Linked List: September 24, 2010

PowerMax.com 

My thanks to PowerMax for sponsoring this week’s DF RSS feed. PowerMax is an Apple authorized reseller with a long history of great service. The sell new Macs, high-quality used and refurbished Macs, and over 65,000 additional products, including iPods and iPads — all with free shipping on orders over $100. How can you not love a company whose slogan is “We work to keep our customers gruntled”?

YouTube Time Machine 

“Pick a year, click refresh, and travel through time.”

Some Photos I Took in Downtown Vegas on a Trip Back in July 

All were taken with my then-brand-new iPhone 4, before the HDR feature was added in iOS 4.1. I didn’t take any other cameras with me on this trip — I thought it would be a good test of the iPhone 4 camera. I did process them using Lightroom, but I didn’t spend any more time on them than usual. For comparison, here’s the unprocessed version of my favorite shot from the set, (a) resized to 1371 × 1024 (465 KB); and (b) completely unaltered, right off the camera (2.2 MB).

I still adore and use my three-year-old Ricoh GR-D point-and-shoot, and the iPhone 4 camera isn’t that good (compared to my Ricoh, say) in low light, but with a phone camera this good, it’s hard to justify getting a new standalone point-and-shoot.

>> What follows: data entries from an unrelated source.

PR #3406, opened 2022-12-20
Don't allow enmity across zone boundaries

zach2good:
**_I affirm:_**

Makes sense to me!


Xaver-DaRed:
What is this doing exactly?

A player should have his enmity persist through zoning, so long as they are not the main target. Then the enmity should be cleared if the mob tries to target said player and he (the player) isnt in the zone

zach2good:
This doesn't clear enmity, this stops you adding enmity to a player in a different zone to the enmity holder

Xaver-DaRed (approved):

PR #3420, opened 2022-12-21
[Nyzul] Change raw Ids to GetFirstID() and fix some npcs not loading

Xaver-DaRed:
**_I affirm:_**

 - Changes some raw IDs to use GetFirstID()
 - Changed some NPCs pos values to be "not 0" so they actually load
 - Changed RUNIC_LAMP_1 name to RUNIC_LAMP_OFFSET and removed unused npc definitions in IDs file

? Nyzul is disabled

### DIFF
--- a/scripts/zones/Nyzul_Isle/IDs.lua
+++ b/scripts/zones/Nyzul_Isle/IDs.lua
@@ -187,15 +187,11 @@ zones[xi.zone.NYZUL_ISLE] =
         },
 
         -- Nyzul Isle Investigation
-        RUNIC_LAMP_1        = 17093332,
-        RUNIC_LAMP_2        = 17093333,
-        RUNIC_LAMP_3        = 17093334,
-        RUNIC_LAMP_4        = 17093335,
-        RUNIC_LAMP_5        = 17093336,
-        _257                = 17093359,
-        _259                = 17093361,
-        RUNE_TRANSFER_START = 17093429,
-        VENDING_BOX         = 17093430,
+        RUNIC_LAMP_OFFSET   = GetFirstID("Runic_Lamp"),
+        _257                = GetFirstID("_257"),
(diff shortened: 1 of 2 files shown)


claywar (approved):

scripts/zones/Nyzul_Isle/IDs.lua
```diff
@@ -173,29 +173,25 @@ zones[xi.zone.NYZUL_ISLE] =
...
         TREASURE_COFFER =
         {
-            17092611, 17092612, 17092614
+            GetFirstID("Armoury_Crate") + 2, GetFirstID("Armoury_Crate") + 3, GetFirstID("Armoury_Crate") + 5
         },
 
         TREASURE_CASKET =
         {
-            17092609, 17092610, 17092613, 17092620
+            GetFirstID("Armoury_Crate"), GetFirstID("Armoury_Crate") + 1, GetFirstID("Armoury_Crate") + 4, GetFirstID("Armoury_Crate") + 11
```
zach2good: I'm not certain this will work;

https://github.com/LandSandBoat/server/blob/base/src/map/lua/luautils.cpp#L790

We don't iterate down multiple levels of the npc and mob tables in here, only the base level

zach2good (changes requested):

scripts/zones/Nyzul_Isle/IDs.lua
Xaver-DaRed: I dont see why it wouldnt.  GetFirstID() returns a numeric value, to which I add a number. Or do you mean we cant have math in here?

Xaver-DaRed: For now, reverted that set of changes.

zach2good (approved):

PR #3428, opened 2022-12-23
healing.lua fix for Dances with Luopans Geo quest

ffxijuggalo:
**_I affirm:_**

This fix is for completing the "Dances with Luopans" GEO job unlock quest.

During the quest, you /heal at the Ergon Locust. The one I chose is near the frontier station in Ceizak Battlegrounds.
While healing, I immediately received the message: "The arcane energies begin to course within your veins."
According to the quest's script, the maximum wait time while healing is 8 minutes. I ended up waiting for over 30 for the next message to display, which never did. At the same time received this error msg in the map server:

[12/21/22 16:28:06:540][map][error] luautils::onEffectGain: ./scripts/globals/effects/healing.lua:41: attempt to index field 'map' (a nil value)
stack traceback:
	./scripts/globals/effects/healing.lua:41: in function <./scripts/globals/effects/healing.lua:16> (luautils::OnEffectGain:2375)

Now I'm by no means an expert, it just seemed odd to me the "main" in xi.settings.main.map.HEALING_TICK_DELAY was there. So I deleted it. Rebooted the server. Retested /heal near the locust and sure enough, 4 and a half minutes later I received the second message: "You feel a mystical warmth welling up inside you!" Also there were no errors in the map server after this change.

### DIFF
--- a/scripts/globals/effects/healing.lua
+++ b/scripts/globals/effects/healing.lua
@@ -38,7 +38,7 @@ effectObject.onEffectGain = function(target, effect)
         target:messageSpecial(ID.text.ENERGIES_COURSE)
 
         local maxWaitTime = 480  -- Max wait of 8 minutes
-        local secondsPerTick = xi.settings.main.map.HEALING_TICK_DELAY
+        local secondsPerTick = xi.settings.map.HEALING_TICK_DELAY
         local minWaitTime = math.min(3 * secondsPerTick, maxWaitTime)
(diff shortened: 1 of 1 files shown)


TeoTwawki:
yeah we have a `settings.main` and a `settings.map` but they are never in the same line as `settings.main.map`- some copy paste or find/replace mistake happened there methinks

claywar (approved):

Maybe Just Buy a New Bottle of Shampoo Next Time 

From The Telegraph’s week in pictures:

A man had to be rescued by firefighters after getting his hand stuck down the toilet while trying to retrieve a bottle of shampoo. Wang Xuekui explains: “I wanted to wash my hair, but accidentally dropped the shampoo bottle into the toilet hole.” He put his hand down the hole in an effort to fish the bottle out. “I touched the bottle but when I was going to pull it out my arm was suddenly sucked in.”

Better Than a Gold Watch 

Nice five-year employment anniversary gift for Rogue Amoeba’s Mike Ash.

‘How About That?’ 

The television broadcast of game seven of the 1960 World Series was long considered lost. A copy has been found, apparently in good condition, in Bing Crosby’s wine cellar/media vault:

Crosby loved baseball, but as a part owner of the Pittsburgh Pirates he was too nervous to watch the Series against the Yankees, so he and his wife went to Paris, where they listened by radio.

“He said, ‘I can’t stay in the country,’” his widow, Kathryn Crosby, said. “‘I’ll jinx everybody.’”

He knew he would want to watch the game later — if his Pirates won — so he hired a company to record Game 7 by kinescope, an early relative of the DVR, filming off a television monitor. The five-reel set, found in December in Crosby’s home, is the only known complete copy of the game, in which Pirates second baseman Bill Mazeroski hit a game-ending home run to beat the Yankees, 10-9. It is considered one of the greatest games ever played.

MLB plans to broadcast the game in December.